When most people think of strength training, they picture lifting weights up and down or doing endless repetitions. But there’s another form of training that’s simple, effective, and often overlooked: isometric strength training. It’s one of the most accessible ways to build strength, and you can do it almost anywhere with no equipment at all.
Isometric training involves contracting a muscle without changing its length. In simple terms, you create tension but don’t move. If you’ve ever held a plank, paused at the bottom of a squat, or braced yourself to lift something heavy, you’ve done isometric training already.

One of the biggest benefits of isometric training is how joint-friendly it is. Because there’s little to no movement, it places less stress on joints while still challenging the muscles. Research shows isometric training can also help lower blood pressure when performed regularly.
Isometric training is also great for people returning from injury or those who find dynamic exercise uncomfortable. They are particularly useful for early rehab for tendon injuries.

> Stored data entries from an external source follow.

PR #3025, opened 2017-03-16
Write sbt.version to project/build.properties

### LINKED ISSUE #754: Print a warning if sbt.version is not defined in the project/build.properties
This would help creating more reproducible builds.

dwijnand:
Have sbt.version set in project/build.properties is a best practice
because it makes the build more deterministic and reproducible.

With this change sbt, after ensuring that the base directory is probably
an sbt project, writes out sbt.version in project/build.properties if it
is missing.

Fixes #754


main/src/main/scala/sbt/Main.scala
```diff
@@ -13,25 +13,55 @@ import scala.annotation.tailrec
...
       )
     }
+
+  private val sbtVersionRegex = """sbt\.version\s*=.*""".r
+  private def isSbtVersionLine(s: String) = sbtVersionRegex.pattern matcher s matches ()
+
+  private def isSbtProject(baseDir: File, projectDir: File) =
+    projectDir.exists() || (baseDir * "*.sbt").get.nonEmpty
+
+  private def setSbtVersion(baseDir: File, sbtVersion: String) = {
```
eed3si9n, line 43: We might want to put opt-out Java flag around this method.

eed3si9n (changes requested):

eed3si9n (approved):

main/src/main/scala/sbt/Main.scala
```diff
@@ -13,25 +13,56 @@ import scala.annotation.tailrec
...
+    val buildPropsLines = if (buildProps.canRead) IO.readLines(buildProps) else Nil
+
+    val sbtVersionAbsent = buildPropsLines forall (!isSbtVersionLine(_))
+
+    if (sbtVersionAbsent) {
+      val errorMessage = s"WARN: No sbt.version set in project/build.properties, base directory: $baseDir"
+      try {
+        if (isSbtProject(baseDir, projectDir)) {
+          val newBuildPropsLines = s"sbt.version=$sbtVersion" :: buildPropsLines
+          IO.writeLines(buildProps, newBuildPropsLines)
```
Duhemm: I think sbt should tell the user that it's writing the file. Software should not perform side effects silently without explicit user consent.

eed3si9n: Between not booting up at all and creating `build.properties`, creating `build.properties` I think is lesser of two bad scenarios.

Duhemm: I agree. My point is that sbt should also say "don't worry, I'll write it out for you".

eed3si9n: ok. I don't have a strong opinion on displaying warning or silently creating the file. We can go either way.

dwijnand: Oh good, because I agree with Martin.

The best part is how easy it is to get started at home. Here are a few simple examples:
Wall sit: Stand with your back against a wall, slide down until your thighs are roughly parallel to the floor, and hold. This works your quadriceps, your thigh muscles. See how long you can hold it for and then try to do a little bit more next time.
Plank: Support yourself on your forearms and toes, keeping your body in a straight line. This strengthens your core muscle, shoulders and glutes (your bottom).
Glute bridge hold: Lie on your back with knees pulled up towards your bottom, lift your hips and hold. This targets your glutes and lower back.
Push-up hold: Hold the bottom or mid-point of a push-up, either on your toes or knees. This is a more taxing exercise.
Isometric exercises don’t need to be held for long. Even 20–40 seconds can be effective, repeated a few times. They’re great if you don’t want to invest in any weights and don’t need to take up much time.